| Bug #101486 | Error when UTC_TIMESTAMP set as default value | ||
|---|---|---|---|
| Submitted: | 6 Nov 2020 3:53 | Modified: | 3 Dec 2020 17:58 | 
| Reporter: | John Carew | Email Updates: | |
| Status: | Closed | Impact on me: | |
| Category: | MySQL Server: DDL | Severity: | S3 (Non-critical) | 
| Version: | 8.0.22 | OS: | CentOS (8) | 
| Assigned to: | CPU Architecture: | x86 | |
   [6 Nov 2020 3:53]
   John Carew        
  
 
   [6 Nov 2020 3:58]
   John Carew        
  If I run this before the ALTER, it works; and then have to run another to set it back.

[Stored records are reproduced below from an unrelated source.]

PR #484, opened 2017-09-14
squash ssh agent warnings if `-Quiet`

refack:
Maps better to stdout/stderr, so cases where PS is run as CLI tool
Refs: https://github.com/nodejs/node-gyp/issues/1195#issuecomment-329574067

### DIFF
--- a/appveyor.yml
+++ b/appveyor.yml
@@ -15,7 +15,7 @@ init:
 install:
   - ps: |
       Install-PackageProvider -Name NuGet -MinimumVersion 2.8.5.201 -Force | Out-Null
-      Install-Module Pester -MinimumVersion 3.4.0 -Scope CurrentUser -Force | Out-Null
+      Install-Module Pester -MinimumVersion 3.4.0 -MaximumVersion 3.99.99 -Scope CurrentUser -Force | Out-Null
       "Git version: $(git.exe --version)"
       "PSVersion:   $($PSVersionTable.PSVersion), build: $($PSVersionTable.BuildVersion), clr version: $($PSVersionTable.ClrVersion)"
       "Host name:   $($Host.Name)"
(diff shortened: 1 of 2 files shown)


dahlbyk:
Hrm... most of these warnings aren't meant to be fatal (e.g. the posh-git default profile tries to start `ssh-agent`, but it's not a huge deal if it can't).

I do feel like `-NoProfile`, as you've proposed in https://github.com/nodejs/node-gyp/pull/1292, is the more correct solution to addressing these warnings. This module really isn't meant to be loaded non-interactively.

refack:
> I do feel like -NoProfile, as you've proposed in nodejs/node-gyp#1292, is the more correct solution to addressing these warnings. This module really isn't meant to be loaded non-interactively.

Gray area, agreed.
Only issue is that `node-gyp` has a long-ish release cycle (first need to land PR, then cut a new version, then get `npm` to adopt it, then get people to update `npm`), and I assume `posh-git` is more agile.

P.S. Looks like a nice tool, I'll give it a try.

dahlbyk:
> Only issue is that `node-gyp` has a long-ish release cycle (first need to land PR, then cut a new version, then get `npm` to adopt it, then get people to update `npm`), and I assume `posh-git` is more agile.

It is, but we also don't have an auto-update mechanism, so who knows how long until folks think to upgade?

That said, I'm quite confident this is only going to be hit by users that don't care about `ssh-agent` who are hitting `Start-SshAgent -Quiet` in the [default profile](). What if we only changed that function to suppress the two warnings altogether if `-Quiet`?

refack:
> What if we only changed that function to suppress the two warnings altogether if -Quiet?

Sure.
(I did the editing in the GitHub GUI, let me clone and force push)

refack:
Done

dahlbyk:
Close, but you updated `Add-SshAgent`, not `Start-SshAgent`!

dahlbyk:
Actually, `Start-SshAgent` calls `Add-SshAgent` so we should probably keep the `$Quiet` guard in both. Sorry for churn on this. 😞

dahlbyk:
@refack I've wasted enough of your time... made the rest of the changes, if you care to review?

refack:
> @refack I've wasted enough of your time... made the rest of the changes, if you care to review?

No time wasted... Cooperation is always a win 🏆

PR #94, opened 2024-07-19
govTabs gds54 update

rmbielby:
## Main edits

govTabs weren't rendering properly, so this is a quick update to the css to get them back on track:

- The class previously was .js-enabled, but this seems to have switched to .govuk-frontend-supported now. I've updated all instances of `js-enabled` as the class in the R code for `govTabs to govuk-frontend-supported`
- To force a gap in the border between the tab label and the tab for the selected tab, the previous css used a -1px bottom margin to shift the label border to override the tab border. To get the same effect now needs a margin of -2px. Bit random (i.e. I don't know why it's -2px rather than -1px now), but seems to work.

## Other edits

I've added `govTable` and `govTabs` examples to the example dashboard run using `run_example()`

### DIFF
--- a/R/run_example.R
+++ b/R/run_example.R
@@ -138,7 +138,7 @@ run_example <- function(){
           value = "panel3",
           gov_layout(
             size = "two-thirds",
-            backlink_Input("back1"),
+            backlink_Input("back2"),
             heading_text("Page 3", size = "l"),
             label_hint("label3", "These are some examples of using tabs and
                        tables"),
@@ -147,7 +147,9 @@ run_example <- function(){
               "tab1", example_data, "Test", "l", num_col = c(2,3),
               width_overwrite = c("one-half", "one-quarter", "one-quarter")),
             heading_text("govTabs", size = "s"),
-            shinyGovstyle::govTabs("tabsID", data, "tabs")
+            shinyGovstyle::govTabs("tabsID", data, "tabs"),
+            heading_text("button_Input", size = "s"),
+            button_Input("btn4", "Go to next page"),
           )
         ),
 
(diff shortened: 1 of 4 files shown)


R/run_example.R
```diff
@@ -121,13 +134,32 @@ run_example <- function(){
 
         #####################Create third panel################################
         shiny::tabPanel(
-          "Feedback Types",
+          "Tables and tabs",
           value = "panel3",
           gov_layout(
             size = "two-thirds",
-            backlink_Input("back2"),
+            backlink_Input("back1"),
```
cjrace, line 141: Should this be back2? Currently it jumps all the way back to the first tab

R/run_example.R
```diff
@@ -121,13 +134,32 @@ run_example <- function(){
...
             heading_text("Page 3", size = "l"),
-            label_hint("label3", "These are some examples of the types of user
+            label_hint("label3", "These are some examples of using tabs and
+                       tables"),
+            heading_text("govTable", size = "s"),
+            shinyGovstyle::govTable(
```
cjrace, line 146: The table title is coming out in grey - don't know if it's for this PR or another one, but should be a quick CSS change to make it black? 

GDS component
image

`run_example()` on this branch
image

R/run_example.R
```diff
@@ -121,13 +134,32 @@ run_example <- function(){
...
+          )
+        ),
+
+        #####################Create feedback panel################################
+        shiny::tabPanel(
+          "Feedback Types",
+          value = "panel-feedback",
+          gov_layout(
+            size = "two-thirds",
+            backlink_Input("back2"),
```
cjrace, line 160: Should this be back3? Seems odd it jumps to tab2 from tab4

cjrace (changes requested):
Few minor comments @rmbielby

R/run_example.R
rmbielby: Fixed in the css

R/run_example.R
rmbielby: Should also be updated. And added a button on panel3 to go to the fourth tab as well.

cjrace (approved):

PR #95, opened 2024-08-16
Accordions update

jenisayshi:
update accordians js to match gds 5.4


sarahmwong:
Thanks Jeni for adding comments and making js changes! All looks good to me

PR #96, opened 2024-08-16
Update to gds v5.4

sarahmwong:
Updates all elements to GDS v5.4 - full details found in #60 

Specific fixes include:
- Fixing the show/hide all elements of accordions
- Fixing the formatting of the View Cookies link
- Adding elements to run_example() for easier checking


cjrace:
Think we should probably leave #60 open until this is on the main branch @sarahmwong? Though all looks great aside from that

cjrace (approved):

Issue #64, opened 2024-04-18
Add an example (or function) for adding a skip to main content link


cjrace:
Skip to main content links are incredibly valuable for users with assistive software, we should add an example of one into this package, either in the template app or as a new function.

sarahmwong:
Closed by #101

PR #97, opened 2024-08-22
Created skip_to_main function

TRENDS-Rachel-Avbulimen:
I have created the function "skip_to_main" to generate the accessible "Skip to main content" link. Please let me know if I need to amend or change anything in the code/script.

This solves issue #64

### DIFF
--- a/R/run_example.R
+++ b/R/run_example.R
@@ -28,6 +28,7 @@ run_example <- function(){
       cookieBanner("Run Example"),
       header("MOJ", "ShinyGovstyle Example",
              logo="shinyGovstyle/images/moj_logo-1.png", logo_width = 66),
+      shinyGovstyle::skip_to_main(),
       banner(
         "banner",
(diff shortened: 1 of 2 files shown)


sarahmwong:
Thanks for this Rachel! 

I'm running this on my mac but can't get the skip link to appear in either the run_example or the example provided in the function. Not sure if this is just a mac issue, but you can test out by doing devtools::load() and then running run_example() to check :) 

I think some of the CMD checks are also failing as the documentation just needs updating - if you run devtools::document() then that should update the .Rd files too. Possibly calling in the package name in the run_example script is causing it to fall over too as this function isn't in the latest CRAN version of the package? I'm not sure though, but would remove just to be sure!  You can run devtools::check() which should replicate the checks that are run on github locally too to make sure they pass :D

sarahmwong:
closed - second PR #101 addresses this issue

PR #100, opened 2024-09-04
Sidebar nav

jenisayshi:


R/contents_links.R
```diff
@@ -0,0 +1,146 @@
...
+#'       shiny::tags$div(
+#'         shiny::tags$h2("Contents"),
+#'         contents_links(
+#'           "Feedback types",
+#'           "feedback_types_button",
+#'           subcontents_text_list =  c("tag_Input", "details")
+#'         ),
+#'
+#'         contents_links(
+#'           "Tables, tabs and accordians",
```
cjrace, line 100: I think it should be 'accordions' instead of 'accordians'? Not sure if this is misspelt elsewhere too, might be worth searching across the repo for it?

R/contents_links.R
```diff
@@ -0,0 +1,146 @@
...
+#'           subcontents_text_list = c("govTable", "govTabs", "button_Input"),
+#'           subcontents_id_list = c(NA, NA, "button_input_tables_tabs_accordians")
+#'         ),
+#'         contents_links("Cookies", "cookies_button")
+#'       )
+#'     )
+#'   )
+#'
+#'   server <- function(input, output, session) {
+#'
```
cjrace, line 111: For the example is it worth showing the way you should use observeEvent in the server to change the panels based on the links being clicked?

cjrace (changes requested):
Couple of quick comments plus:

1. Could we add an example to the readme with a screenshot for how to do this with the sub page links (and without)?
2. A bit cheeky, but while adding an example to the readme would you have time to review and update some of the other screenshots too? I know the accordions have changed in appearance now, and the tags have too, there might be more
3. When you click on one of the main contents links (not the sub ones) the page focus jumps up slightly jarringly to the very top of the page, is there a way to make it focus your screen to the main header of the page you've clicked to go to instead? (if that makes sense?)

cjrace (approved):

PR #101, opened 2024-09-12
add skip_to_main function

jenisayshi:
Added skip to main function 
- not sure if example in function is working? copied over from run_example but button doesn't seem to work here? 
- image not loading again in read me! not sure what's going on here - Sarah would you be able to take a screenshot and add to read me? :)


sarahmwong:
Thanks @jenisayshi this is looking really good! Please can you add your manual CSS changes to the bottom of the log file css_changes.md so we know what to update for future rounds?

PR #104, opened 2024-10-28
value box using colours from govuk tags

AndyABaker:


sarahmwong:
Thanks @AndyABaker! 

- [ ] - The checks are currently failing here, I think it's because a pound sign is included in the run_example value box and the container that runs the test doesn't handle that well (although this would work locally/when the package is made available!). Please could you make a change to use a different prefix and run devtools::check()/push up again? 
- [ ] - Please could you add your manual css changes and a description of what they are to the css_changes.md file? That will ensure we know what to update for the next GDS style update :)
- [ ] - Please could you run devtools::check() and push up the resulting .Rd files? Those will update the function and package documentation to fit the changes you have made.
- [ ] - If you could also add an example to the README, that would be brilliant!

@cjrace just to note the behaviour of the £ sign with the run example tests atm! Probably not worth trying to fix as it's just for the testing environment?

sarahmwong:
> @AndyABaker @sarahmwong Just been using the `value_box` function and have a quick comment / query. I can't see what the inputId is needed for, so just wondering whether it is needed and if so what it's function is?

Thank you for spotting Rich - I don't think we need this variable so happy to remove! Will raise a new issue if you're happy to action? This hasn't gone out in CRAN release yet so shouldn't be a breaking change for users if we get rid of this one

PR #107, opened 2024-11-14
fix accordion misnumbering

jenisayshi:
Fix accordion function to work for numbers greater than 9 and adjust run_example to include accordion with > 9 sections


sarahmwong:
Thanks Jeni looks good, happy with the fix and thank you for spending time thinking about how to test this properly - removed the extra accordions from the example for neatness but happy that functionality is fixed and can be maintained from your unit tests

PR #111, opened 2024-12-05
fix bug where govtable falls over if width_overwrite = NULL

### LINKED ISSUE #78: govTable function fails if width_overwrite=NULL is used
image

jenisayshi:
Wrapped the custom table width code to only run if width_overwrite is not null and added tests. Fixes #78


sarahmwong (changes requested):
Thanks Jeni! Fix looks good to me, thank you for adding tests too. Please can we add a line in at the top of the function documentation to clarify that if using width_overwrite, the specified widths for columns need to add up to one? Will just need the R documentation running off again and then happy to merge

cjrace (changes requested):
Think you've got one small conflict in README, that will need fixing before merging, and I've left one super nitpicky suggestion on spacing in the documentation. If you accept it and commit in GitHub you'll still need to pull and then rerun the documentation to update it. 

Otherwise it all seems to work well, am I right in thinking this PR fixes https://github.com/dfe-analytical-services/shinyGovstyle/issues/78? Gave it a quick test and it seems to 😄 if you reference that in the PR description like 'Fixes #78' then it should automatically link and then close that issue when this PR is merged in

sarahmwong (approved):

cjrace (approved):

Prior to ALTER ALTER TABLE test_timestamp CHANGE created created datetime NOT NULL DEFAULT CURRENT_TIMESTAMP, CHANGE modified modified datetime NOT NULL DEFAULT CURRENT_TIMESTAMP; After ALTER ALTER TABLE test_timestamp CHANGE created created datetime NOT NULL DEFAULT (UTC_TIMESTAMP()), CHANGE modified modified datetime NOT NULL DEFAULT (UTC_TIMESTAMP());
   [6 Nov 2020 7:12]
   MySQL Verification Team        
  Hello John Carew, Thank you for the report and test case. regards, Umesh
   [14 Nov 2020 2:17]
   John Carew        
  Were you able to replicate the issue?
   [16 Nov 2020 8:00]
   Ståle Deraas        
  Yes, it was verified.
   [16 Nov 2020 21:55]
   John Carew        
  What is the expected fix timeframe for this? This is causing us to straight l drastically have to change update scripts to deploy updates to our dev databases.
   [3 Dec 2020 17:58]
   Paul DuBois        
  Posted by developer: Fixed in 8.0.24. Creating a table containing a column with a nonconstant default expression caused subsequent ALTER TABLE statments to fail.